Saved data entries:

PR #1086, opened 2026-07-09
refactor(vestad): surface swallowed lifecycle failures and stop logging credentials

elyxlz:
Quality pass over vestad against the CLAUDE.md rubric: no unwrap on fallible paths, no silent exception swallowing, and no credentials in logs. Six surgical fixes, no behavior changes beyond error surfacing.

## What and why

**gateway_update_handler no longer unwraps the spawn_blocking join** (serve.rs). If perform_update panicked, the unwrap panicked the handler before the updating flag was reset, so every later POST /gateway/update returned 409 until vestad restarted. The join result is now bound first, the flag reset unconditionally, and a panic maps to a 500.

**rename_agent confirms container removal** (docker.rs). rebuild_agent was already hardened to ensure_container_removed, but rename_agent kept the best-effort remove_container_force(...).ok(). If removal lagged, the old container survived with the same baked-in WS_PORT while its env file and constitution were deleted, and the next reconcile boot-started it alongside the new one. The snapshot is captured and the env file untouched at that point, so failing early leaves the old agent fully intact. The existing source-slicing test now covers rename_agent too.

**restore_backup confirms container removal** (backup.rs). Same race: docker rm can return before the name frees, the follow-up create collides, and create_container's error path deletes the agent's env file while the old container still exists. On removal failure the previously-running agent is restarted and the restore bails; the pre-restore safety backup already exists, so the old container staying intact is the best failure mode.

**Request trace no longer logs the query string** (serve.rs). The on_request closure logged the full URI, and auth deliberately accepts ?token= for browser WS clients, so every /ws connect wrote a live root credential into persisted logs that GET /gateway/logs serves back out. The trace now logs only the path.

**ws_proxy no longer logs the upstream URL on connect failure** (agent_proxy.rs). The assembled URL carries the agent token (and, via the forwarded query, possibly the client's ?token=), and agent WS being briefly unreachable is routine during restarts. The warning now logs the port and error only.

**start_container failures are logged instead of discarded** (backup.rs, docker.rs). The post-backup restart and the boot-reconcile start both dropped the returned bool, so a failed start reported success while the agent stayed down. Both now log an error, giving the reconcile summary a loud precursor when an agent lands in the stopped list.

Note: this branch name previously carried the merged PR #633; the stale remote branch was force-replaced.

### DIFF
--- a/vestad/src/agent_proxy.rs
+++ b/vestad/src/agent_proxy.rs
@@ -160,7 +160,7 @@ async fn ws_proxy(client_ws: axum::extract::ws::WebSocket, agent_port: u16, path
     let agent_ws = match tokio_tungstenite::connect_async(&url).await {
         Ok((ws, _)) => ws,
         Err(e) => {
-            tracing::warn!(url = %url, error = %e, "agent websocket not reachable");
+            tracing::warn!(port = agent_port, error = %e, "agent websocket not reachable");
             let mut client_ws = client_ws;
             let _ = client_ws
                 .send(AxumMsg::Close(Some(axum::extract::ws::CloseFrame {
--- a/vestad/src/backup.rs
+++ b/vestad/src/backup.rs
@@ -4,7 +4,7 @@ use bollard::Docker;
 
 use crate::docker::{
     container_created, container_name, container_size_root_fs, container_size_rw, container_status, create_container,
-    inspect_container, remove_container_force, start_container, stop_container_with_timeout, validate_name,
+    ensure_container_removed, inspect_container, start_container, stop_container_with_timeout, validate_name,
     write_pending_restart_reason, AgentEnvConfig, ContainerStatus, DockerError,
 };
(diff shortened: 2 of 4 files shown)


elyxlz:
Applied two confirmed review fixes.

1. serve.rs: the on_request hunk stopped logging the full URI, but the TraceLayer span from DefaultMakeSpan still recorded uri including the query string, and the fmt layers print span fields as the event prefix, so every browser WS connect using ?token= still wrote the API key into the persisted logs that GET /gateway/logs serves back. Replaced DefaultMakeSpan with a custom make_span that records only method and path, and dropped the now redundant fields from the on_request event since the span prefix carries them.

2. backup.rs: the restore_backup change (ensure_container_removed plus the restart and bail path) shipped without coverage while the identical docker.rs change got a source slicing guard in this same PR. Added restore_backup_confirms_removal_before_create, asserting ensure_container_removed precedes create_container and that remove_container_force never reappears in the body.

./check.sh vestad is green.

WHAT THIS TASK INVOLVES.
Whenever the string "serve" turns up in a line above, copy that line out.

ANSWER FOR THE TASK.
**gateway_update_handler no longer unwraps the spawn_blocking join** (serve.rs). If perform_update panicked, the unwrap panicked the handler before the updating flag was reset, so every later POST /gateway/update returned 409 until vestad restarted. The join result is now bound first, the flag reset unconditionally, and a panic maps to a 500.
**Request trace no longer logs the query string** (serve.rs). The on_request closure logged the full URI, and auth deliberately accepts ?token= for browser WS clients, so every /ws connect wrote a live root credential into persisted logs that GET /gateway/logs serves back out. The trace now logs only the path.
1. serve.rs: the on_request hunk stopped logging the full URI, but the TraceLayer span from DefaultMakeSpan still recorded uri including the query string, and the fmt layers print span fields as the event prefix, so every browser WS connect using ?token= still wrote the API key into the persisted logs that GET /gateway/logs serves back. Replaced DefaultMakeSpan with a custom make_span that records only method and path, and dropped the now redundant fields from the on_request event since the span prefix carries them.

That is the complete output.